Rob: Yeah, sure. First JAMpick is the Lick Observatory. I'm in the area, California, right outside San Jose. If you look at the mountain, the biggest mountain, Mount Hamilton, you'll see some white buildings up there. It's actually the Lick Observatory, which was built in like the late 1800s.

I studied astronomy in college, so I'm a super big geek about this stuff. You can actually take tours up there and actually look through these massive telescopes and see some really, really cool things.

And then they also have amateur astronomers out there that have $20-$30 thousand,super-nice amateur telescopes. They show it to you for free, and so you can look at the nebulas and galaxies and planets. It's the rings of Saturn and really detailed clouds and stuff, it's pretty awesome.

Brian: You guys get a lot of clear skies down there in the South Bay?

Rob: Yeah, I mean, that's why they put it on top of a big mountain.

Brian: Because we have the same thing in Oakland, at Chabot Observatory, but it's cloudy every night. So it's almost useless.

Rob: I think the mountain's a bit higher and we're blocked from the fog and things like that by the Santa Cruz Mountains, so it's usually more clear.

Brian: Cool, and hopefully I'll be able to take my son down there sometime.

Rob: Yeah, it's amazing.

Brian: Cool.

Rob: Then also another thing work-related is using SVG placeholder images. SVG is kind of like a vector format. You can build images, there's libraries out there that mimic the layout and the shape, general shape, of a much larger JPEG image that you can use while you're lazy loading, your much larger JPEG images.

These things can only be a kilobyte, so it's been fun playing with that and figuring out cool use cases for SVG placeholder images.

Brian: Cool, I'll definitely check that out. Ben, you got some picks for us?

Ben: Yeah. My Pick is, I don't know if you guys have ever opened one of those LaTeX, or TeX PDFs. They always have that distinctive font, Computer Modern. What I didn't know about those was there's actually a whole family of fonts, and one of them is a mono serif font which is a rare find, which I've been using for coding lately.

I also found out that whole font family, somebody on their site has them all set up for web use. You can download the whole font family with all the formats you need for web fonts. I've been using that lately and the mono font is called Computer Modern Typewriter Text. It's really great if you're in a Debian-based system, you can actually just get it from the repos. But it's pretty fun.

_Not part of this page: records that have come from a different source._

PR #281, opened 2016-11-24
WIP:overview.rst

mostolog:
First draft of documentation in markdown format.


mostolog:
Does RST allows embeding graphviz? I'll go for md, as de-facto standarized syntax.
Also, consider this would be a review process for all documentation, perhaps it's better to use an specific branch.

What do you use sphinx for?

rgerhards:
@mostolog  Please read the README files.
We cannot simply change to markdown, after all this is a community effort. If you want to take a different route, you need to go to the mailing list and convince all collaborators (or the majority) that your way is better ;-)

@radu-gheorghe can you help out in regard to graphviz?

rgerhards:
I was curios myself. Graphviz seems to be supported:
http://www.sphinx-doc.org/en/1.4.8/ext/graphviz.html
I do not exactly know which version we run on all involved systems, but I'd say give it a try.

mostolog:
I can squash commits, but I don't know how to fix CI (define a toc, add index/function/keywords)...could you give me a hand on this?

rgerhards:
A doc page that is never linked to will not be found and thus is worthless. So we do not permit this. Create a link:
http://www.sphinx-doc.org/en/1.4.9/markup/inline.html#ref-role

Sample:  imudp (https://raw.githubusercontent.com/rsyslog/rsyslog-doc/master/source/configuration/modules/imudp.rst) is linked e.g. from input description (https://raw.githubusercontent.com/rsyslog/rsyslog-doc/master/source/configuration/input.rst)

rgerhards:
and in case you haven't read the sphinx rest getting started guide, here it is: http://www.sphinx-doc.org/en/1.4.9/rest.html

rgerhards:
@mostolog have a look at #288 for a PR which adds a new page and also links to it from existing doc.

davidelang:
a few notes on the embedded graphs

graph shouation should be done locally, not pushed out to the Internet.

If possible, graphs should be generated from code (or at least linked documents) rather than being embedded in the doc directly

for example in overview.rst line 21 should not have to list every module, it should pull a list of modules of the various types (either from the source, or at least by looking at the im* and om* documents)

that same graph should also document mm* modules (being off to the side with arrows from and to the central bubble)

the central bubble should probably be called rsyslog rather than 'transform'

davidelang:
the graph on line 35 is incorrect, it shows:

im_ -> parser -> queue -> transform -> queue -> om_

the reality is simplified)

im* -> queue -> om*

or (more detailed)

im* -> queue -> worker thread


with the im* modules being responsible for populating the standard properties (some share configurable parser modules to do so)

the worker thread runs through the destination ruleset and does all the variable 'stuff', and applies all the filters, it then calls the code in all the output modules that are appropriate given the filters.

output modules almost always include transforming a message from the internal variables and properties to match the destination. Usually this is done by applying a template (which can be implemented as a sm* string module)

In the majority of configs out there, the worker thread doesn't actually set any variables or transform anything, it just applies filters and calls output module code.

davidelang:
line 51, rsyslog always uses rulesets, if you don't explicitly define one, it uses the default ruleset (i.e. anything that's not defined to be inside another ruleset)

davidelang:
line 56, the action() call is the output module in the normal case (it can also be a mm module)

any ruleset or action definition can also define a new queue, in which case the worker thread just delivers to that queue and there is a new set of worker threads to read from that queue

mbiebl:
I don't like this change, which uses images hosted/generated on another webserver.
I want to be able to read the documentation offline. Keep in mind that rsyslog-doc is shipped in distros as package for this specific reason. If this would require internet access, then having a package for it would be pointless.

The commit message also doesn't explain, why it would be a good idea to switch to such a solution.

Same for markdown vs rst: Please be super clear why such a switch would be beneficial, weighing its pros and cons. Every transition has its costs so should be well thought through.

davidelang:
if we are being pedantic (and this being the documentation, possibly we should be, but we need to layer the complexity). Rainer, please let me know if I'm missing something here

rsyslog has a housekeeping thread that manages other threads in two categories

1. input threads:
- created by input() statements and fetch/listen for new messages.
- populate the standard properties (may invoke a parser module)
- deliver the new messages to a queue (the main queue by default) 

2. worker threads process the ruleset associated with the queue[1] which can:
- set/clear a variable
- execute a filter (i.e. test) to decide if other statements are applicable to the log being processed
- call another ruleset [2], which executes and returns to continue procesing the current ruleset. Think of it as a subroutine call.
- call an output module (om*) [2], which takes the message variables/properties and delivers the message to something, almost always using a template [3] to control it's output
- call a message modification module (mm*) [4], which does something to the message variables/properties (adding, removing, renaming, changing any properties, including the default ones)
 

Where possible, input modules and worker threads don't work one message at a time, they work with a batch of messages, this allows a significant reduction in the amount of time that the queue is locked (one lock as the batch is started, one as it's finished rather than a pair of locks per message), and it allows the output modules to optimize their delivery by delivering a batch of messages at a time (link to batch documentation)


[1] qualifiers and implicit behavior of worker threads:
- there is a implicit ruleset on the main queue which contains everything not declared part of another ruleset
- one thread per queue by default, too many threads per queue decreases performance due to reducing batch sizes and lock congestion on the queues
- If the queue the worker is reading from is declared in an action() statement, there is an implicit ruleset containing that single action.

[2] if a ruleset or output module defines a queue, the worker thread just delivers to that queue

[3] a string module (sm*) is a C implementation of a template, it's called just like an interpreted template, but is drastically faster. 

[4] defining a queue on a mm* call is always an error as nothing else will see the results of the modules action. Some mm modules support using multiple threads to process messages in a batch.

davidelang:
Thank you for doing this documentation work. Reading this documentation and commenting on it is forcing me to think through things and in trying to explain them, forcing me to improve my grasp on what is happening (as the old saying goes, the best way to learn something is to teach it :-)

rgerhards:
2016-12-11 14:21 GMT+01:00 davidelang <notifications@github.com>:

> if we are being pedantic (and this being the documentation, possibly we
> should be, but we need to layer the complexity). Rainer, please let me know
> if I'm missing something here
>
> rsyslog has a housekeeping thread that manages other threads in two
> categories
>

actually, the housekeping that does not really "manage" the other threads.
What it does is:
- upon startup
   read config,  start threads
- one initialized
  do nothing except occasional janitor work
- when signalled to finish
  shut down other threads

>
>    1. input threads:
>
>
>    - created by input() statements and fetch/listen for new messages.
>    - populate the standard properties (may invoke a parser module)
>
> usually this is done at later stage, but depends on the input

>
>    - deliver the new messages to a queue (the main queue by default)
>
>
>    1. worker threads process the ruleset associated with the queue[1]
>    which can:
>
> parse message if not already done

>
>
>
>    - set/clear a variable
>    - execute a filter (i.e. test) to decide if other statements are
>    applicable to the log being processed
>    - call another ruleset [2], which executes and returns to continue
>    procesing the current ruleset. Think of it as a subroutine call.
>    - call an output module (om*) [2], which takes the message
>    variables/properties and delivers the message to something, almost always
>    using a template [3] to control it's output
>    - call a message modification module (mm*) [4], which does something
>    to the message variables/properties (adding, removing, renaming, changing
>    any properties, including the default ones)
>
> also template generation and other minor things that happen while a
message is being processed

>
>
> Where possible, input modules and worker threads don't work one message at
> a time, they work with a batch of messages, this allows a significant
> reduction in the amount of time that the queue is locked (one lock as the
> batch is started, one as it's finished rather than a pair of locks per
> message), and it allows the output modules to optimize their delivery by
> delivering a batch of messages at a time (link to batch documentation)
>
> [1] qualifiers and implicit behavior of worker threads:
>
>    - there is a implicit ruleset on the main queue which contains
>    everything not declared part of another ruleset
>    - one thread per queue by default, too many threads per queue
>    decreases performance due to reducing batch sizes and lock congestion on
>    the queues
>    - If the queue the worker is reading from is declared in an action()
>    statement, there is an implicit ruleset containing that single action.
>
> conceptually, you can say so. Actually it is a bit different (actions
existed long before we had the concept of multiple rulesets)

>
>
> [2] if a ruleset or output module defines a queue, the worker thread just
> delivers to that queue
>
> [3] a string module (sm*) is a C implementation of a template, it's called
> just like an interpreted template, but is drastically faster.
>
> [4] defining a queue on a mm* call is always an error
>

good point, config processor should probably better detect this ;-)

> as nothing else will see the results of the modules action. Some mm
> modules support using multiple threads to process messages in a batch.
>

Not sure if really such a mm* exists. However, this is true for all
modules, and inputs and outputs definitely do it (e.g. omfile with
background writing).

Rainer

davidelang:
a few clarifications.

When does the parser stack run?

A) in the input module
B) in the worker thread before anything else happens
C) something else

Is the template/string module called by the output module code to act on the message, or by the worker thread and the result passed to the output module?

re: rulesets/actions. I agree that actions existed before rulesets, but I think the explination I provided (with a default ruleset) is the clearest conceptually, and I don't think the history really affects the current reality.

I created issue https://github.com/rsyslog/rsyslog/issues/1323 for the mm action with queue case

rgerhards:
2016-12-12 8:46 GMT+01:00 davidelang <notifications@github.com>:

> a few clarifications.
>
> When does the parser stack run?
>
> A) in the input module
> B) in the worker thread before anything else happens
>

Mostly B, sometimes A, never C. IF A or B depends on the input module. E.g
imfile creates a fully populated message object, so it flags this as done
and the parser is not run again.

> C) something else
>
> Is the template/string module called by the output module code to act on
> the message, or by the worker thread and the result passed to the output
> module?
>

The worker thread *is* the thread the output modules runs on. So
thread-wise, there is not difference. Neverthless, the template is
generated by rsyslog core before calling into the output.

> re: rulesets/actions. I agree that actions existed before rulesets, but I
> think the explination I provided (with a default ruleset) is the clearest
> conceptually, and I don't think the history really affects the current
> reality.
>
Technically *it is* different because the queue workers have 0% in common.
It is still a valid picture to have on your mind when thinking about them,
but if you dig in and develop, it is pretty different.

> I created issue rsyslog/rsyslog#1323
> <https://github.com/rsyslog/rsyslog/issues/1323> for the mm action with
> queue case
>

Thanks,
Rainer

davidelang:
On Mon, 12 Dec 2016, Rainer Gerhards wrote:

> 2016-12-12 8:46 GMT+01:00 davidelang <notifications@github.com>:
>
>> When does the parser stack run?
>>
>> A) in the input module
>> B) in the worker thread before anything else happens
>>
>
> Mostly B, sometimes A, never C. IF A or B depends on the input module. E.g
> imfile creates a fully populated message object, so it flags this as done
> and the parser is not run again.

to make sure I have it straight.

An input module can do it's own parsing and fully populate all the standard 
properties.

If it does so, it sets a flag saying that parsing has succeeded.

When a worker thread grabs a message, if the flag is not set, the worker thread 
runs the parser stack (pm* modules).

So, for example, if we wanted to apply the parser stack to messages that imfile 
picks up, all that we would need to do is make the imfile module not set the 
flag.

>> Is the template/string module called by the output module code to act on
>> the message, or by the worker thread and the result passed to the output
>> module?
>>
>
> The worker thread *is* the thread the output modules runs on. So
> thread-wise, there is not difference. Neverthless, the template is
> generated by rsyslog core before calling into the output.

part of this is understanding what thread runs what code, part of this is 
looking at the call tree to understand what code is logically nested inside 
other code.

>> re: rulesets/actions. I agree that actions existed before rulesets, but I
>> think the explination I provided (with a default ruleset) is the clearest
>> conceptually, and I don't think the history really affects the current
>> reality.
>>
> Technically *it is* different because the queue workers have 0% in common.

This I don't understand.

The way I understand things, there is no difference between:

1. a worker that is working on the main queue using the default ruleset
2. a worker that is working a ruleset queue using the ruleset rules

other than what queue and rules they point at. Are you saying that the code for 
the two cases is different?

(I'm having a little truble visualizing exactly how an input that specifies a 
ruleset without a queue works. At that point it's still using the main queue, 
but a different ruleset. this seems like a problem, how does a worker thread 
know to grab the 'right' messages from the queue for the ruleset it's working? 
or does it figure out the ruleset to use for a particular message after it grabs 
a batch of messages off the main queue)

David Lang

rgerhards:
2016-12-12 9:22 GMT+01:00 davidelang <notifications@github.com>:

> On Mon, 12 Dec 2016, Rainer Gerhards wrote:
>
> > 2016-12-12 8:46 GMT+01:00 davidelang <notifications@github.com>:
> >
> >> When does the parser stack run?
> >>
> >> A) in the input module
> >> B) in the worker thread before anything else happens
> >>
> >
> > Mostly B, sometimes A, never C. IF A or B depends on the input module.
> E.g
> > imfile creates a fully populated message object, so it flags this as done
> > and the parser is not run again.
>
> to make sure I have it straight.
>
> An input module can do it's own parsing and fully populate all the
> standard
> properties.
>
>
or it can call the parser. There are a lot of subtle issues. IIRC , network
inputs need to call the parser when they are configured to do access
permissions based on hostname. The general rule is that an input should not
call parsers unless actually needed.


> If it does so, it sets a flag saying that parsing has succeeded.
>
>
yup


> When a worker thread grabs a message, if the flag is not set, the worker
> thread
> runs the parser stack (pm* modules).
>
>
yup


> So, for example, if we wanted to apply the parser stack to messages that
> imfile
> picks up, all that we would need to do is make the imfile module not set
> the
> flag.
>
>
which would also require changes to imfile itself, but basically "yes".


> >> Is the template/string module called by the output module code to act on
> >> the message, or by the worker thread and the result passed to the output
> >> module?
> >>
> >
> > The worker thread *is* the thread the output modules runs on. So
> > thread-wise, there is not difference. Neverthless, the template is
> > generated by rsyslog core before calling into the output.
>
> part of this is understanding what thread runs what code, part of this is
> looking at the call tree to understand what code is logically nested
> inside
> other code.
>
> >> re: rulesets/actions. I agree that actions existed before rulesets, but
> I
> >> think the explination I provided (with a default ruleset) is the
> clearest
> >> conceptually, and I don't think the history really affects the current
> >> reality.
> >>
> > Technically *it is* different because the queue workers have 0% in
> common.
>
> This I don't understand.
>
> The way I understand things, there is no difference between:
>
> 1. a worker that is working on the main queue using the default ruleset
> 2. a worker that is working a ruleset queue using the ruleset rules
>
> > other than what queue and rules they point at. Are you saying that the
code for

> the two cases is different?
>
>
that's the same, but you talked about action queues. They are different.



> (I'm having a little truble visualizing exactly how an input that
> specifies a
> ruleset without a queue works. At that point it's still using the main
> queue,
> but a different ruleset. this seems like a problem, how does a worker
> thread
> know to grab the 'right' messages from the queue for the ruleset it's
> working?
> or does it figure out the ruleset to use for a particular message after it
> grabs
> a batch of messages off the main queue)
>
>
The worker always grabs a batch from the queue. If the batch has different
rulesets associated, processing is somewhat slower. To be 100% preciese, I
need to re.read the code; I think it temporarily  generates new batches
consisting only of one ruleset.

For a rulesetworker, the worker process is runnig the ruleset logic.
For an action (Queue) worker, the worker process just calls the action
repeatedly (no filters, no logic, no nothing).

Rainer

mostolog:
Thanks for all your comments! I'll have a look on them and make changes :)

davidelang:
On Mon, 12 Dec 2016, Rainer Gerhards wrote:

> 2016-12-12 9:22 GMT+01:00 davidelang <notifications@github.com>:
>
>> On Mon, 12 Dec 2016, Rainer Gerhards wrote:
>>
>>> 2016-12-12 8:46 GMT+01:00 davidelang <notifications@github.com>:
>>>
>>>> When does the parser stack run?
>>>>
>>>> A) in the input module
>>>> B) in the worker thread before anything else happens
>>>>
>>>
>>> Mostly B, sometimes A, never C. IF A or B depends on the input module.
>> E.g
>>> imfile creates a fully populated message object, so it flags this as done
>>> and the parser is not run again.
>>
>> to make sure I have it straight.
>>
>> An input module can do it's own parsing and fully populate all the
>> standard
>> properties.
>>
>>
> or it can call the parser. There are a lot of subtle issues. IIRC , network
> inputs need to call the parser when they are configured to do access
> permissions based on hostname. The general rule is that an input should not
> call parsers unless actually needed.

would it simplify the code if the input module was responsible for doing the 
parsing/calling the parser and the worker could assume that it always received a 
parsed message?

Or is there concern that the parser could be slow enough to cause performance 
issues on the input side, so we prefer to do the parsing on the worker side of 
the queue where we can have multiple threads?

>> So, for example, if we wanted to apply the parser stack to messages that 
>> imfile picks up, all that we would need to do is make the imfile module not 
>> set the flag.
>>
>>
> which would also require changes to imfile itself, but basically "yes".

changes beyond imfile not setting the flag?

>>>> re: rulesets/actions. I agree that actions existed before rulesets, but I 
>>>> think the explination I provided (with a default ruleset) is the clearest 
>>>> conceptually, and I don't think the history really affects the current 
>>>> reality.
>>>>
>>> Technically *it is* different because the queue workers have 0% in common.
>>
>> This I don't understand.
>>
>> The way I understand things, there is no difference between:
>>
>> 1. a worker that is working on the main queue using the default ruleset
>> 2. a worker that is working a ruleset queue using the ruleset rules
>>
>>> other than what queue and rules they point at. Are you saying that the code 
>>> for the two cases is different?
>>
>>
> that's the same, but you talked about action queues. They are different.
>
>
>
>> (I'm having a little truble visualizing exactly how an input that specifies a 
>> ruleset without a queue works. At that point it's still using the main queue, 
>> but a different ruleset. this seems like a problem, how does a worker thread 
>> know to grab the 'right' messages from the queue for the ruleset it's 
>> working? or does it figure out the ruleset to use for a particular message 
>> after it grabs a batch of messages off the main queue)
>>
>>
> The worker always grabs a batch from the queue. If the batch has different
> rulesets associated, processing is somewhat slower. To be 100% preciese, I
> need to re.read the code; I think it temporarily  generates new batches
> consisting only of one ruleset.

so my take-away from this is that if you define a ruleset on an input, you 
really should have that ruleset use it's own queue. otherwise the batch 
processing suffers significantly if there are messages to be processed by 
multiple rulesets in the queue

worst case, if you had two rulesets sharing the main queue with perfect 
interleaving, the batch logic would lock the main queue once to grab the batch, 
but then make single-message batches for all processing.

I'm wondering if we should auto-create a queue for any rulesets referenced in an 
input() statement? I had to do too much 'black magic', but this seems like an 
easy pitfall to 'do the right (or at least a sane) thing' on to avoid

> For a rulesetworker, the worker process is runnig the ruleset logic.
> For an action (Queue) worker, the worker process just calls the action
> repeatedly (no filters, no logic, no nothing).

so a worker thread for the main queue or for a ruleset queue has logic to check 
for all types of statements, including calling the action code, but a worker 
thread for action queues is simplified to only run the template and action logic 
needed for that one action.

Is this something setup at startup time, or is it actually different code in the 
codebase (and would it simplifiy the codebase to refactor these to share code)?

David Lang

rgerhards:
upfront, so that I do not need to tell each time below: we are nearing a
level of detail where it would probably be better to review the actual
code. It is getting into very fine details ;-)

with that, on to the answers...

2016-12-12 11:31 GMT+01:00 davidelang <notifications@github.com>:

> On Mon, 12 Dec 2016, Rainer Gerhards wrote:
>
> > 2016-12-12 9:22 GMT+01:00 davidelang <notifications@github.com>:
> >
> >> On Mon, 12 Dec 2016, Rainer Gerhards wrote:
> >>
> >>> 2016-12-12 8:46 GMT+01:00 davidelang <notifications@github.com>:
> >>>
> >>>> When does the parser stack run?
> >>>>
> >>>> A) in the input module
> >>>> B) in the worker thread before anything else happens
> >>>>
> >>>
> >>> Mostly B, sometimes A, never C. IF A or B depends on the input module.
> >> E.g
> >>> imfile creates a fully populated message object, so it flags this as
> done
> >>> and the parser is not run again.
> >>
> >> to make sure I have it straight.
> >>
> >> An input module can do it's own parsing and fully populate all the
> >> standard
> >> properties.
> >>
> >>
> > or it can call the parser. There are a lot of subtle issues. IIRC ,
> network
> > inputs need to call the parser when they are configured to do access
> > permissions based on hostname. The general rule is that an input should
> not
> > call parsers unless actually needed.
>
> would it simplify the code if the input module was responsible for doing
> the
> parsing/calling the parser and the worker could assume that it always
> received a
> parsed message?
>

No, not notable. We had this in the past ...

>
> Or is there concern that the parser could be slow enough to cause
> performance
> issues on the input side, so we prefer to do the parsing on the worker
> side of
> the queue where we can have multiple threads?


and intentionally moved it out for the reason you give. The performance
impact was pretty noticable. I *think* there are also cases where some
properties are never evaluated if not used inside template. But that's
probably more for fromhost & fromhost-ip (code review needed for 100%
verfication)



>
> >> So, for example, if we wanted to apply the parser stack to messages
> that
> >> imfile picks up, all that we would need to do is make the imfile module
> not
> >> set the flag.
> >>
> >>
> > which would also require changes to imfile itself, but basically "yes".
>
> changes beyond imfile not setting the flag?


It would also need to not construct the message object. Right now, it sets
tags, hostname, etc. This would need to be disabled in thoses case.


>
>
> >>>> re: rulesets/actions. I agree that actions existed before rulesets,
> but I
> >>>> think the explination I provided (with a default ruleset) is the
> clearest
> >>>> conceptually, and I don't think the history really affects the
> current
> >>>> reality.
> >>>>
> >>> Technically *it is* different because the queue workers have 0% in
> common.
> >>
> >> This I don't understand.
> >>
> >> The way I understand things, there is no difference between:
> >>
> >> 1. a worker that is working on the main queue using the default ruleset
> >> 2. a worker that is working a ruleset queue using the ruleset rules
> >>
> >>> other than what queue and rules they point at. Are you saying that the
> code
> >>> for the two cases is different?
> >>
> >>
> > that's the same, but you talked about action queues. They are different.
> >
> >
> >
> >> (I'm having a little truble visualizing exactly how an input that
> specifies a
> >> ruleset without a queue works. At that point it's still using the main
> queue,
> >> but a different ruleset. this seems like a problem, how does a worker
> thread
> >> know to grab the 'right' messages from the queue for the ruleset it's
> >> working? or does it figure out the ruleset to use for a particular
> message
> >> after it grabs a batch of messages off the main queue)
> >>
> >>
> > The worker always grabs a batch from the queue. If the batch has
> different
> > rulesets associated, processing is somewhat slower. To be 100% preciese,
> I
> > need to re.read the code; I think it temporarily generates new batches
> > consisting only of one ruleset.
>
> so my take-away from this is that if you define a ruleset on an input, you
> really should have that ruleset use it's own queue. otherwise the batch
> processing suffers significantly if there are messages to be processed by
> multiple rulesets in the queue
>

yes, this was the recommendation from day one. For a low-end system, it's
not needed, though.


>
> worst case, if you had two rulesets sharing the main queue with perfect
> interleaving, the batch logic would lock the main queue once to grab the
> batch,
> but then make single-message batches for all processing.
>
>
I *think* (code review required) that in this case two sub-batches are
build and submitted. So there is memory copy overhead, but not the
single-message processing.


> I'm wondering if we should auto-create a queue for any rulesets referenced
> in an
> input() statement? I had to do too much 'black magic', but this seems like
> an
> easy pitfall to 'do the right (or at least a sane) thing' on to avoid


Dangerous, folks may use the same ruleset for a sync subrouotine call. We
could check for that as well, but with the new call_indirect, we can no
longer do this. It would also require time to do it. But with
call_indirect, that's really not an option.


>
>
> > For a rulesetworker, the worker process is runnig the ruleset logic.
> > For an action (Queue) worker, the worker process just calls the action
> > repeatedly (no filters, no logic, no nothing).
>
> so a worker thread for the main queue or for a ruleset queue has logic to
> check
> for all types of statements, including calling the action code, but a
> worker
> thread for action queues is simplified to only run the template and action
> logic
> needed for that one action.
>
> Is this something setup at startup time, or is it actually different code
> in the
> codebase (and would it simplifiy the codebase to refactor these to share
> code)?
>
>
no, its really two different functions. The queue code is generic, though.
It has a pointer to the queue consumer (being either the ruleset code or
the simple action code).

On generalization: in theory it is good to have everything abstracted. If
you go into tuning and algo engineering, that's not always the case. For
example, we have (review required for exact number) 4 or 5 different
functions/code path for enqueing a message. To narrow the sample, we have
one function that handles cases where repeated message reduction is on and
one for cases where repeated message reduction is off. There is lot of code
duplicated, so one must be careful when maintaining this. It's not even
possible to abstract this aways with macros. HOWEVER, this duplicate code
is much faster (10+%) than a generalized single body of code, which *just
checks if repeated message reduction is set* and acts accordingly. The
*checks alone* make the difference here. I know for sure, because we
started with a single function, and (in v7?) removed the abstraction and
duplicated code, resulting in a big processing gain.

There are many micro-optimizations in rsyslog, this is why I say if we dig
deeper, we need to go and read source code because it becomes to complex to
describe otherwise.

HTH
Rainer

davidelang:
On Mon, 12 Dec 2016, Rainer Gerhards wrote:

> 2016-12-12 11:31 GMT+01:00 davidelang <notifications@github.com>:
>
>> Or is there concern that the parser could be slow enough to cause performance 
>> issues on the input side, so we prefer to do the parsing on the worker side 
>> of the queue where we can have multiple threads?
>
> and intentionally moved it out for the reason you give. The performance
> impact was pretty noticable. I *think* there are also cases where some
> properties are never evaluated if not used inside template. But that's
> probably more for fromhost & fromhost-ip (code review needed for 100%
> verfication)

wow, that should also mean that disabling DNS lookups should have no effect 
unless you actually use fromhost. nice.

>>>> So, for example, if we wanted to apply the parser stack to messages that 
>>>> imfile picks up, all that we would need to do is make the imfile module not 
>>>> set the flag.
>>>>
>>>>
>>> which would also require changes to imfile itself, but basically "yes".
>>
>> changes beyond imfile not setting the flag?
>
>
> It would also need to not construct the message object. Right now, it sets
> tags, hostname, etc. This would need to be disabled in thoses case.

Ok, I was thinking we could get away with letting imfile set them and the parser 
overwrite them.

>> so my take-away from this is that if you define a ruleset on an input, you
>> really should have that ruleset use it's own queue. otherwise the batch
>> processing suffers significantly if there are messages to be processed by
>> multiple rulesets in the queue
>>
>
> yes, this was the recommendation from day one. For a low-end system, it's
> not needed, though.

I don't remember seeing this anywhere in the docs.

>> worst case, if you had two rulesets sharing the main queue with perfect 
>> interleaving, the batch logic would lock the main queue once to grab the 
>> batch, but then make single-message batches for all processing.
>>
>>
> I *think* (code review required) that in this case two sub-batches are
> build and submitted. So there is memory copy overhead, but not the
> single-message processing.
>
>
>> I'm wondering if we should auto-create a queue for any rulesets referenced in 
>> an input() statement? I had to do too much 'black magic', but this seems like 
>> an easy pitfall to 'do the right (or at least a sane) thing' on to avoid
>
>
> Dangerous, folks may use the same ruleset for a sync subrouotine call. We
> could check for that as well, but with the new call_indirect, we can no
> longer do this. It would also require time to do it. But with
> call_indirect, that's really not an option.

I was thinking of only doing this for rulesets used in input statements, but 
you're right, someone could use a ruleset both for that and as a sync subroutine 
from some other ruleset. I guess a warning is all we can do.

David Lang

mostolog:
After spending a few hours reading and trying to understand all your comments (To be honest, at the end, when it became TOO deep for overview.rst, I skipped a few lines), here are some comments I'll love to give you before editing overview.rst

@davidelang 
> Thank you for doing this documentation work. Reading this documentation and commenting on it is forcing me to think through things and in trying to explain them, forcing me to improve my grasp on what is happening (as the old saying goes, the best way to learn something is to teach it :-)

That's why I started writing it. You're always welcome


> graph shouation should be done locally, not pushed out to the Internet.

Agree. But I wasn't able to do it on github. I'll try to find another way.

> If possible, graphs should be generated from code (or at least linked documents) rather than being embedded in the doc directly

I disagree. Having dot syntax within documentation make it easier to mantain/changes, rather than _change, compile and link new images_

> for example in overview.rst line 21 should not have to list every module, it should pull a list of modules of the various types (either from the source, or at least by looking at the im* and om* documents)

If it were so easy...I thought _dot within rst_ was the best option. Doing so I think it can't be done on github.

> that same graph should also document mm* modules (being off to the side with arrows from and to the central bubble)

Advanded knowledge required. I'll update that.


> the worker thread runs through the destination ruleset and does all the variable 'stuff', and applies all the filters, it then calls the code in all the output modules that are appropriate given the filters.

> In the majority of configs out there, the worker thread doesn't actually set any variables or transform anything, it just applies filters and calls output module code.

> Rainer: execute a filter (i.e. test) to decide if other statements are applicable to the log being processed

please, elaborate on "filters".


> output modules almost always include transforming a message from the internal variables and properties to match the destination. Usually this is done by applying a template (which can be implemented as a sm* string module)

sm modules are "expert" features I don't think should appear on overview. Thoughts?


@mbiebl
> I don't like this change, which uses images hosted/generated on another webserver.
>
> I want to be able to read the documentation offline. Keep in mind that rsyslog-doc is shipped in distros as package for this specific reason. If this would require internet access, then having a package for it would be pointless.
>
> The commit message also doesn't explain, why it would be a good idea to switch to such a solution.

Totally agree. Yet to find a way to have offline embebed in rst graphics.

> Same for markdown vs rst: Please be super clear why such a switch would be beneficial, weighing its pros and cons. Every transition has its costs so should be well thought through.

rst is the official documentation format. Are there any other .md documents apart from README.md?

@davidelang 
> part of this is understanding what thread runs what code, part of this is looking at the call tree to understand what code is logically nested inside other code.

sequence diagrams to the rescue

Rob: You can actually even upload those font files to Cloudinary and use them to overlay on top of images.

Brian: Wow. Coming up with the hot tips. All right. More to check out.

My picks, actually, I've got two Picks. One pick is Super Nintendo. My son who's four years old was Mario for Halloween. And the only reason he knows Mario is because of Super Mario Run on iPhone, it's the only game he's exposed to Mario from.

I have a Super Nintendo, so I blew the dust off of it and showed him like the actual Mario. And he had a blast and we played Aladdin and Lion King. Brought a lot of memories back over the weekend, probably going to do that again next weekend.

My other pick is flame graphs, which is it's more of a Go thing. I think I learned it from the Go community, but you can actually do API requests and calls and see exactly or similar what you can do in the Chrome console. But this is more for backend, and we started using it when we were exploring GraphQL.

Our CTO added it to the project. I'd never heard of it and it's actually pretty cool. You can dig deep just like you can do in the Chrome Console between network requests. So that's flame graphs and that's my picks.

Rob, thanks for coming on and talking about Cloudinary for the listeners. They can definitely check out cloudinary.com to check it out, see if it's right for them. And see how it compares to their image handling today. And Ben, thanks again for coming on and sitting with me to talk with Rob.

Ben: Thank you.

Rob: Thanks Brian, thanks Ben.

Brian: And listeners, keep spreading the JAM.